Membranoproliferative Glomerulonephritis in Patients with Chronic Venous Catheters: A Case Report and Literature Review

1Division of Nephrology and Hypertension, Department of Internal Medicine, UCLA-Olive View Medical Center, 14445 Olive View Drive, 2B-182, Sylmar, CA 91342, USA
2Cedars Sinai Medical Center, Department of Pathology, Los Angeles, CA 90048, USA
3David Geffen School of Medicine at UCLA, Kidney and Pancreas Transplant Program, Los Angeles, CA 90095, USA

Received 31 August 2013; Accepted 22 December 2013; Published 30 January 2014

Academic Editors: Y. Fujigaki, K. Hirayama, A. K. Saxena, and W. Sułowicz

Copyright © 2014 John Sy et al. This is an open access article distributed under the Creative Commons Attribution License, which permits unrestricted use, distribution, and reproduction in any medium, provided the original work is properly cited.


Chronic indwelling catheters have been reported to be associated with membranoproliferative glomerulonephritis (MPGN) via the activation of the classical complement pathway in association with bacterial infections such as coagulase negative staphylococcus.

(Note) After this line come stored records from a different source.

PR #135, opened 2020-11-25
Update .gitignore with missing Eclipse files

tmortagne:


.gitignore
```diff
@@ -35,6 +35,10 @@ dependency-reduced-pom.xml
 buildNumber.properties
 .mvn/timing.properties
 .mvn/wrapper/maven-wrapper.jar
+.classpath
+.project
+.settings
```
amottier, line 40: Just to be fussy as `.settings` is a folder it should be `.settings/`

amottier (approved):
Looks good to me

PR #179, opened 2020-12-18
Using JSONUtils to send/save very large call graphs

mir-am:
## Description
The newly-developed`JSONUtils` in `eu.fasten.core.data` is used to send and save very large call graphs produced by the OPAL plugin. Specifically, I have made the necessary changes to `CallGraphUtils` and the OPAL plug-in itself.

## Motivation and context
Previously, we encountered quite a number of `OutOfMemoryError`exceptions when converting very large ERCGs objects to a JSON string.

## Testing
- The `Main` module of the OPAL plug-in works fine while saving a very large CG, i.e. `org.jetbrains.kotlin:kotlin-compiler:1.4.21`
- The FASTEN server can now send or save very large CGs on the disk.

## Task list  
- [x] Make changes to `CallGraphUtils.write()` and its usages to make it work with `JSONUtils.toJSONString()`.
- [x] Use `JSONUtils.toJSONString()` in the `Main` module and the `OPAL` pluging class.


gousiosg:
What is the status of this one?

ashkboos (approved):

PR #183, opened 2021-01-04
Fix Kafka configuration for OPAL (rebalancing issue)

wzorgdrager:
## The problem
We noticed that every now and then (read: almost every hour) OPAL consumption would go idle due to [Kafka rebalancing](https://medium.com/streamthoughts/apache-kafka-rebalance-protocol-or-the-magic-behind-your-streams-applications-e94baf68e4f2) its consumer group. Sometimes rebalancing took an hour, causing heavy disruption in the consuming process.
cg-generation

Generally, there are 2 situations when a rebalance is triggered:

A consumer _joins_ a group (and therefore causes a rebalance):
- when an application is (re)started; this happens all the time for OPAL and is inevitable since some CG generations will cause OoM.
- when an application is scaled up; only manually OPAL pods will be scaled upwards.

A consumer _leaves_ a group (and therefore causes a rebalance):
- `max.poll.interval.ms` is exceeded, which means that the polled records are not processed in time. CG generation can take a long time, so this value should be as high as the maximum time spent on generating a CG.
- `session.timeout.ms` is exceeded, which means that the heartbeat thread is not sending heartbeats anymore.
- consumer shuts down (pod relocation, app scale-down, etc.)

Another reason why Kafka rebalances a consumer group could be a ZK session timeout (see [here](https://stackoverflow.com/questions/30988002/what-does-rebalancing-mean-in-apache-kafka-context)). We won't consider that scenario for this PR, but should be taken into account if issues still remain.

When a group is rebalancing, partitions get reassigned and current partitions get revoked. However, a partition gets revoked _only_ when that consumer is done processing its current poll. Since OPAL has (potentially) high processing times it can take up to `max.poll.interval.ms` before OPAL is done and a partition gets revoked. Currently `max.poll.interval.ms` is set to `1 hour`, so this is how long a rebalance might take. We can't change the rebalance protocol nor the time OPAL takes to process a poll, so we want to minimize the amount of rebalances.

## Proposed solution
Kafka Static Membership with a Kubernetes Stateful set. Kafka Static Membership allows for (static) consumers whose identities are persisted and recognized when restarted. This means that when a consumer restarts it gets assigned the _same_ partitions and no rebalancing is happening unless the `session.timeout.ms` is exceeded. We already use static membership in the current setup, but without a K8s stateful set. We need static pod id's and a persisted state, which is not guaranteed for a Deployment (which we currently use). More explicitly, I think we should use the following configuration/setup:
- Kafka Static Membership (this is already implemented)
- Deployment as a Stateful set, see [the PR in the deployment repo](https://github.com/fasten-project/k8s-deployments/pull/9).
- `max.poll.interval.ms` still set to `1 hour`. This is inevitable since we can't influence OPAL's speed.
- `session.timeout.ms` should be `5 minutes`. This is the time after which a consumer is considered 'dead' (i.e. it did not receive heartbeats in that period) and a rebalance is triggered. Moreover, this is the time a pod can safely restart/crash without triggering a rebalance.
- `heartbeat.interval.ms` to `10 seconds`. This is the interval at which heartbeats are sent to the coordinator, but also used to inform a rebalance is in progress. If this value is too high, healthy consumers are taking longer to be aware of a rebalance (currently it's set to 3 minutes). 

## Some considerations
- Default Kafka (consumer) configurations are applied in the Kafka server, which means that every plugin/analyzer will get the same configuration. Since OPAL's config is rather specific, we might want to override the default configuration for OPAL and create a more generic default configuration (without static membership).
- When we deploy a set of OPAL pods, not every application is started at exactly the same time. Therefore many rebalances could be triggered because consumers keep on joining the group (even with static membership). Therefore Kafka has the `group.initial.rebalance.delay.ms` configuration, which decides the initial rebalance delay. This is currently set to `0 ms`. I updated it to `10 seconds` which seems more reasonable. Though, it requires a full cluster restart which might not be preferable at the moment. 

## Task list
- [x] Change `Deployment` to `Stateful set`. See [this PR](https://github.com/fasten-project/k8s-deployments/pull/9).
- [x] Default Kafka config
    - Default heartbeat interval: `5 seconds`
    - Default session timeout: `1 minute`
    - Default max poll interval: `2 minutes`
- [x] Custom plugin configs
  - [x] Custom OPAL config implementing the above mentioned changes.
  - [x] Custom Metadata config: max poll interval of `15 minutes`.
  - [x] Custom Quality Analyzer config:  max poll interval of `1 hour`.
  - [x] Custom Vulnerability Consumer config: max poll interval of `1 hour`.
  - [x] Custom RepoCloner config: max poll interval of `30 minutes`.
  - [x] All other plugins fall back to all default consumer configs. 
- [x] Being able to override consumer group by using `-cg` or `--consumer_group`
- [x] Being able to override output topic by using `-ot` or `--output_topic`. Note: this value is still subsituted in `fasten.OUTPUT_TOPIC.[out|err]`
- [ ] Test?

## Testing
I still have to figure out how to properly test this.

## References
I based my ideas and observations on reading the [Kafka configuration reference](https://docs.confluent.io/platform/current/installation/configuration/broker-configs.html), [this blog post covering a similar issue](https://medium.com/bakdata/solving-my-weird-kafka-rebalancing-problems-c05e99535435g), [a blog post on Kafka rebalancing](https://medium.com/streamthoughts/apache-kafka-rebalance-protocol-or-the-magic-behind-your-streams-applications-e94baf68e4f2),  [a stackoverflow post on rebalancing](https://stackoverflow.com/questions/30988002/what-does-rebalancing-mean-in-apache-kafka-context) and some internal discussions over the past months.

### DIFF
--- a/analyzer/graph-plugin/src/main/java/eu/fasten/analyzer/graphplugin/GraphDatabasePlugin.java
+++ b/analyzer/graph-plugin/src/main/java/eu/fasten/analyzer/graphplugin/GraphDatabasePlugin.java
@@ -28,10 +28,9 @@ import java.io.FileNotFoundException;
 import java.io.FileReader;
 import java.io.IOException;
 import java.nio.file.Paths;
-import java.util.Arrays;
-import java.util.Collections;
-import java.util.List;
-import java.util.Optional;
+import java.util.*;
+
+import org.apache.kafka.clients.consumer.ConsumerConfig;
 import org.json.JSONException;
 import org.json.JSONObject;
 import org.json.JSONTokener;
@@ -194,6 +193,11 @@ public class GraphDatabasePlugin extends Plugin {
         public void freeResource() {
             rocksDao.close();
             rocksDao = null;
+        }
+
+        @Override
+        public Properties getConsumerProperties() {
+            return new Properties(); // GraphDB plugin relies on default configuration.
         }
     }
 }
--- a/analyzer/graph-plugin/src/main/java/eu/fasten/analyzer/graphplugin/GraphDatabasePlugin.java
+++ b/analyzer/graph-plugin/src/main/java/eu/fasten/analyzer/graphplugin/GraphDatabasePlugin.java
@@ -194,10 +194,5 @@ public class GraphDatabasePlugin extends Plugin {
             rocksDao.close();
             rocksDao = null;
         }
-
-        @Override
-        public Properties getConsumerProperties() {
-            return new Properties(); // GraphDB plugin relies on default configuration.
-        }
     }
 }
--- a/analyzer/javacg-opal/src/main/java/eu/fasten/analyzer/javacgopal/OPALPlugin.java
+++ b/analyzer/javacg-opal/src/main/java/eu/fasten/analyzer/javacgopal/OPALPlugin.java
@@ -27,10 +27,9 @@ import eu.fasten.core.data.Constants;
 import eu.fasten.core.data.ExtendedRevisionJavaCallGraph;
 import eu.fasten.core.plugins.KafkaPlugin;
 import java.io.File;
-import java.util.ArrayList;
-import java.util.Collections;
-import java.util.List;
-import java.util.Optional;
+import java.util.*;
+
+import org.apache.kafka.clients.consumer.ConsumerConfig;
 import org.json.JSONObject;
 import org.pf4j.Extension;
 import org.pf4j.Plugin;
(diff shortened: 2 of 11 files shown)


gousiosg:
My only concern is that you make the analysers depend on a library they do not need. Perhaps it may make sense to replace the generic `getConsumerConfig` method to a more specific `getMaxConsumeTimeout` that returns just the value you need.

wzorgdrager:
@gousiosg I understand, but by changing it to `getMaxConsumeTimeout` you 1) can't change/override any other value in the consumer config (this would already be a problem for OPAL because we override multiple consumer configs) and 2) you force analyzers to pick a value for `MaxConsumeTimeout` whereas for `getConsumerConfig` you can just return an empty `Properties` instance and fall back on the default config. Preferably, we want to analyzers have the _possibility_ to override `getConsumerConfig` but since we use an interface rather than an abstract class we can't have this behavior.

gousiosg:
1. You can have multiple such methods (I think you need max 3). In any case, you don't want the analyser to set arbitrary config keys in the returned property object, so you need to check the returned object before you merge it. You might as well have the compiler do the check for you.
2. You can use default implementations for the interface method: https://docs.oracle.com/javase/tutorial/java/IandI/defaultmethods.html

wzorgdrager:
Ah, I wasn't aware of default implementations for interface methods. In that case, I agree! I will update it so only some specific configurations can be overriden. Thanks :)

wzorgdrager:
Will merge for now and do a test run in the coming days.

PR #190, opened 2021-01-11
WIP Consume timeout for FastenKafkaPlugins

wzorgdrager:
## Description
I added a timeout for the consumer part of a Kafka plugin. This will run the consumer part in a different thread and kill it if it did not process it in time. For example, the OPAL plugin might take hours to process on CG (and probably will run OoM eventually) adding a timeout of x minutes will prevent that.

It can be configured by adding this flag to the startup arguments:
`--consume_timeout [TIME_IN_SECONDS]`

If the plugin is working on one record for too long and the timeout is reached, the [thread will be interrupted](https://docs.oracle.com/javase/tutorial/essential/concurrency/interrupt.html) as done on [this line](https://github.com/fasten-project/fasten/blob/3795681682f3f8d25b3ac15e5eab20dddd253d64/server/src/main/java/eu/fasten/server/plugins/kafka/FastenKafkaPlugin.java#L428). However, I'm not sure if this will actually stop the processing. For OPAL I think it does, since [this line](https://github.com/fasten-project/fasten/blob/b07b6450ef24561c1add313eac431d2d8435d515/analyzer/javacg-opal/src/main/java/eu/fasten/analyzer/javacgopal/data/CallGraphConstructor.java#L74) catches all exceptions including the `InterruptedException`. I'm not sure if this is the case for other plugins nor do I know how to handle this properly and ensure the consume thread (i.e. the thread that calls `consume(r.value())` for a particular record) is killed so that I can move onto the next record. 

## Motivation and context
Plugins are working on 1 record for hours which is not desirable. It causes Kafka problems in the form of rebalances. 

## Testing
I did some tests using Mockito. However, it is hard to predict what happens for certain plugins.

## Task list  
- [ ] Test on the cluster with OPAL

### DIFF
--- a/server/README.md
+++ b/server/README.md
@@ -27,6 +27,9 @@ The FASTEN-server is a component necessary for running [FASTEN-specific plugins]
     - `-pl` `--plugin_list` List of plugins to run. Can be used multiple times.
     - `-po` `--plugin_output` Path to directory where plugin output messages will be stored
     - `-pol` `--plugin_output_link` HTTP link to the root directory where output messages will be stored
+- `cg` `--consumer_group` Name of the consumer group. Defaults to (canonical) name of the plugin.
+- `ot` `--output_topic` Name of the output topic. Defaults to (simple) name of the plugin.
+- `ct` `--consume_timeout` Adds a timeout on the time a plugin can spend on its consumed records. Disabled by default.
 - `-V` `--version` Print version information and exit.
 
 ## Usage 
--- a/server/src/main/java/eu/fasten/server/FastenServer.java
+++ b/server/src/main/java/eu/fasten/server/FastenServer.java
@@ -131,6 +131,13 @@ public class FastenServer implements Runnable {
     )
     String outputTopic;
 
+    @Option(names = {"-ct", "--consume_timeout"},
+            paramLabel = "consumeTimeout",
+            description = "Adds a timeout on the time a plugin can spend on its consumed records. Disabled by default",
+            defaultValue = "-1"
+    )
+    long consumeTimeout;
+
     private static final Logger logger = LoggerFactory.getLogger(FastenServer.class);
 
     @Override
@@ -236,7 +243,9 @@ public class FastenServer implements Runnable {
             return new FastenKafkaPlugin(consumerProperties, producerProperties, k, skipOffsets,
                     (outputDirs != null) ? outputDirs.get(k.getClass().getSimpleName()) : null,
                     (outputLinks != null) ? outputLinks.get(k.getClass().getSimpleName()) : null,
-                    (outputTopic != null) ? outputTopic : k.getClass().getSimpleName());
+                    (outputTopic != null) ? outputTopic : k.getClass().getSimpleName(),
+                    (consumeTimeout != -1) ? true : false,
+                    consumeTimeout);
         }).collect(Collectors.toList());
     }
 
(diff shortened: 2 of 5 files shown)


server/README.md
```diff
@@ -27,6 +27,9 @@ The FASTEN-server is a component necessary for running [FASTEN-specific plugins]
     - `-pl` `--plugin_list` List of plugins to run. Can be used multiple times.
     - `-po` `--plugin_output` Path to directory where plugin output messages will be stored
     - `-pol` `--plugin_output_link` HTTP link to the root directory where output messages will be stored
+- `cg` `--consumer_group` Name of the consumer group. Defaults to (canonical) name of the plugin.
```
mir-am, line 30: Why `--consumer_group` argument for the server?

server/README.md
```diff
@@ -27,6 +27,9 @@ The FASTEN-server is a component necessary for running [FASTEN-specific plugins]
...
+- `ot` `--output_topic` Name of the output topic. Defaults to (simple) name of the plugin.
```
mir-am, line 31: The arg. `-kt` already accepts the output topic for plug-ins. So what's the purpose of `ot`?

server/src/main/java/eu/fasten/server/FastenServer.java
```diff
@@ -236,7 +243,9 @@ private void waitForInterruption(List<FastenServerPlugin> plugins) {
             return new FastenKafkaPlugin(consumerProperties, producerProperties, k, skipOffsets,
```
mir-am, line 243: It seems that `enableKafka` flag is not passed here.

wzorgdrager: I added another constructor which defaults `enableKafka` to false. I indeed need this for test code. I wanted to be able to isolate parts of the FastenKafkaPlugin to test, without starting Kafka consumer/producer. Since these are initialized in the constructor, I couldn't find an easier workaround.

server/README.md
wzorgdrager: Because it was not configurable before and always set to the name of the class. Therefore I couldn't deploy OPAL again for a test run without using a different consumer groud. It would use the same consumer group as used for production + the same offsets (which I want to prevent for a test run). Btw this change was already implemented in [this PR](https://github.com/fasten-project/fasten/pull/183).

server/README.md
wzorgdrager: This change was also already implemented in [this PR](https://github.com/fasten-project/fasten/pull/183). `-kt` is not sufficient, because it only sets the consume topic for a plugin (see [here](https://github.com/fasten-project/fasten/blob/a3dc8f3fd29d493df0782bfa132971a1d23d71db/server/src/main/java/eu/fasten/server/FastenServer.java#L235)). Not the output/produce topic. The output topic was always defaulting to  `k.getClass().getSimpleName()`.

server/src/main/java/eu/fasten/server/FastenServer.java
mir-am: Shouldn't the default value be `true`? if the flag is not passed in `FastenServer.java`?

wzorgdrager: Yes this is the case, see [here](https://github.com/fasten-project/fasten/blob/abe026545bab72ed54290047525279dbcea70471/server/src/main/java/eu/fasten/server/plugins/kafka/FastenKafkaPlugin.java#L111)

server/README.md
mir-am: I see! Perhaps, we need to pass a list like `-kt` for `-ot`? Now, you can only set one output topic assuming that you want to run only one plug-in, which is the case for current deployment.

wzorgdrager: Yes, maybe.. however, what is the chance that FastenServer will ever run more than 1 plugin? I'm not sure if we still want that. I do agree, that we might need to pick one standard and use that for all arguments (either accept for multiple plugins or just for one). I think we should do that in a different PR though

PR #199, opened 2021-01-18
at-least-once semantics and progress tracking in local storage

wzorgdrager:
## Description
This PR covers two improvements:
1. Change default behaviour to **at-least-once** semantics (currently it is **at-most-once**). This means that we always first consume, produce and _then_ commit its offset. This way, we will never lose a record due to shutdown, crashes or errors.
2. Consequently, I also implemented a feature described as __LocalStorage__. Each record that is consumed, is first hashed (using [SHA-1](https://en.wikipedia.org/wiki/SHA-1)) and stored in local storage. Once it's properly processed and the output is sent to the producer, the hashed record is removed from this local storage. This prevents a scenario where a pod crashes during processing, restarts, and then start re-processing that same record (which might result in a deadlock for unprocessable records). We need this kind of behaviour to allow **at-least-once** semantics. 
	
     Requirements to use LocalStorage:
		    - Enable LocalStorage using the `--local_storage` flag.
		    - Use `---local_storage_dir` flag to define output directory. Ensure that this directory is accessible by all pods on all servers (e.g. NFS mount). 
		  - Configure environment variable `POD_INSTANCE_ID`. This needs to be static and unique per pod (i.e. use a StatefulSet deployment).
		
The full commit protocol using local storage is as follows:
```
1. Poll one record (by default).
2. If the record hash is in local storage:
     a. Produce to error topic (this record is probably processed before and caused a crash or timeout).
     b. Commit the offset, only if the producer confirmed sending the message.
     c. Delete record in local storage.
     d. Go back to 1.
3. If the record hash is _not_ in local storage:
     a. Process the record.
     b. Produce its results (either to the error topic, or output topic).
     c. Commit the offset, only if the producer confirmed sending the message.
     d. Delete record in local storage.
     e. Go back to 1.
```

__Some notes:__
-  Most of our plugins are not fast; they spend quite some time processing only one record. If you have a plugin which is very fast, local storage might slow this down (reads and writes to NFS mount can be considered expensive). 
- Local storage is only tested with batch size 1 (this is also the default for all our plugins). 
## Motivation and context
Currently, we have **at-most-once** semantics which gives us no guarantees if all records will be processed. Moreover, if we want to support **at-least-once** we have to deal with artifacts that crash a pod (for example for OPAL OoM errors). Local storage allows us to discard/skip records that we processed before and caused an issue. 

## Testing
I tested the LocalStorage feature in a unit test. The new commit strategy is tested using some (simplified) mock scenario. It still requires a test on the cluster. 

## Task list  
- [ ] Test on cluster for OPAL.

### DIFF
--- a/server/src/main/java/eu/fasten/server/plugins/kafka/FastenKafkaPlugin.java
+++ b/server/src/main/java/eu/fasten/server/plugins/kafka/FastenKafkaPlugin.java
@@ -34,6 +34,7 @@ import java.util.concurrent.*;
 import java.util.concurrent.atomic.AtomicBoolean;
 import org.apache.commons.lang.StringUtils;
 import org.apache.kafka.clients.consumer.CommitFailedException;
+import org.apache.kafka.clients.consumer.ConsumerRecord;
 import org.apache.kafka.clients.consumer.ConsumerRecords;
 import org.apache.kafka.clients.consumer.KafkaConsumer;
 import org.apache.kafka.clients.producer.KafkaProducer;
@@ -80,7 +81,7 @@ public class FastenKafkaPlugin implements FastenServerPlugin {
      * @param skipOffsets        skip offset number
      */
     public FastenKafkaPlugin(boolean enableKafka, Properties consumerProperties, Properties producerProperties,
-                             KafkaPlugin plugin, int skipOffsets, String writeDirectory, String writeLink, String outputTopic, boolean consumeTimeoutEnabled, long consumeTimeout, boolean exitOnTimeout) {
+                             KafkaPlugin plugin, int skipOffsets, String writeDirectory, String writeLink, String outputTopic, boolean consumeTimeoutEnabled, long consumeTimeout, boolean exitOnTimeout, boolean enableLocalStorage) {
         this.plugin = plugin;
 
         if (enableKafka) {
@@ -100,8 +101,12 @@ public class FastenKafkaPlugin implements FastenServerPlugin {
                     ? writeLink.substring(0, writeLink.length() - 1) : writeLink;
 
 
-            // TODO Check if local storage needs to be enabled.
-            this.localStorage = new LocalStorage(this.writeLink);
+            // If the write link is not null, and local storage is enabled. Initialize it.
+            if (enableLocalStorage) {
+                this.localStorage = new LocalStorage(this.writeLink);
+            } else {
+                this.localStorage = null;
+            }
         } else {
             this.writeLink = null;
             this.localStorage = null;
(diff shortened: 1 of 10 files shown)


gousiosg:
I don't have any comments on this PR, LGTM.

server/src/main/java/eu/fasten/server/plugins/kafka/FastenKafkaPlugin.java
```diff
@@ -161,37 +168,84 @@ public void stop() {
...
-    private void handleConsuming() {
-        ConsumerRecords<String, String> records = connection.poll(Duration.ofSeconds(1));
-        for (var r : records) {
-            doCommitSync();
-            var consumeTimestamp = System.currentTimeMillis() / 1000L;
+    public void processRecord(ConsumerRecord<String, String> record, Long consumeTimestamp) {
+        if (localStorage != null) { // If local storage is enabled.
+            if (localStorage.exists(record.value())) { // This plugin already consumed this record before, we will not process it now.
+                logger.info("Already processed record with hash: " + localStorage.getSHA1(record.value()) + ", skipping it now.");
+                plugin.setPluginError(new ExistsInLocalStorageException("Record already exists in local storage. Most probably it has been processed before and the pod crashed."));
```
mir-am, line 214: Do you think that it might be a good idea to add the input record to the plugin's error in the case of `ExistsInLocalStorageException`? Consider a crash case where neither output nor error is produced, e.g. OOM.

mir-am (commented):
Overall, the PR looks good to me and it's a nice solution. Have you tested this solution for the OPAL deployment yet?

server/src/main/java/eu/fasten/server/plugins/kafka/FastenKafkaPlugin.java
mir-am: > Do you think that it might be a good idea to add the input record to the plugin's error in the case of `ExistsInLocalStorageException`? Consider a crash case where neither output nor error is produced, e.g. OOM.

@wzorgdrager any thoughts or ideas?

wzorgdrager: Yes I agree, but I thought this was already the case when it was outputted to the error topic. I will take a look.

wzorgdrager: The input is already added in this line (in case there is an exception) https://github.com/fasten-project/fasten/blob/fe64da43b641bca3c83848fffdf462c4ea822ab2/server/src/main/java/eu/fasten/server/plugins/kafka/FastenKafkaPlugin.java#L311 I will merge for now, to test on the cluster.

We herein provide supporting evidence for the direct causal relationship between chronic catheter infections and MPGN via a case of recurrent MPGN associated with recurrent catheter infections used for total parenteral nutrition (TPN) in a man with short gut syndrome. We also present a literature review of similar cases and identify common clinical manifestations that may serve to aid clinicians in the early identification of MPGN associated with infected central venous catheterization or vice versa. The importance of routine monitoring of kidney function and urinalysis among patients with chronic central venous catheterization is highlighted as kidney injury may herald or coincide with overtly infected chronic indwelling central venous catheters.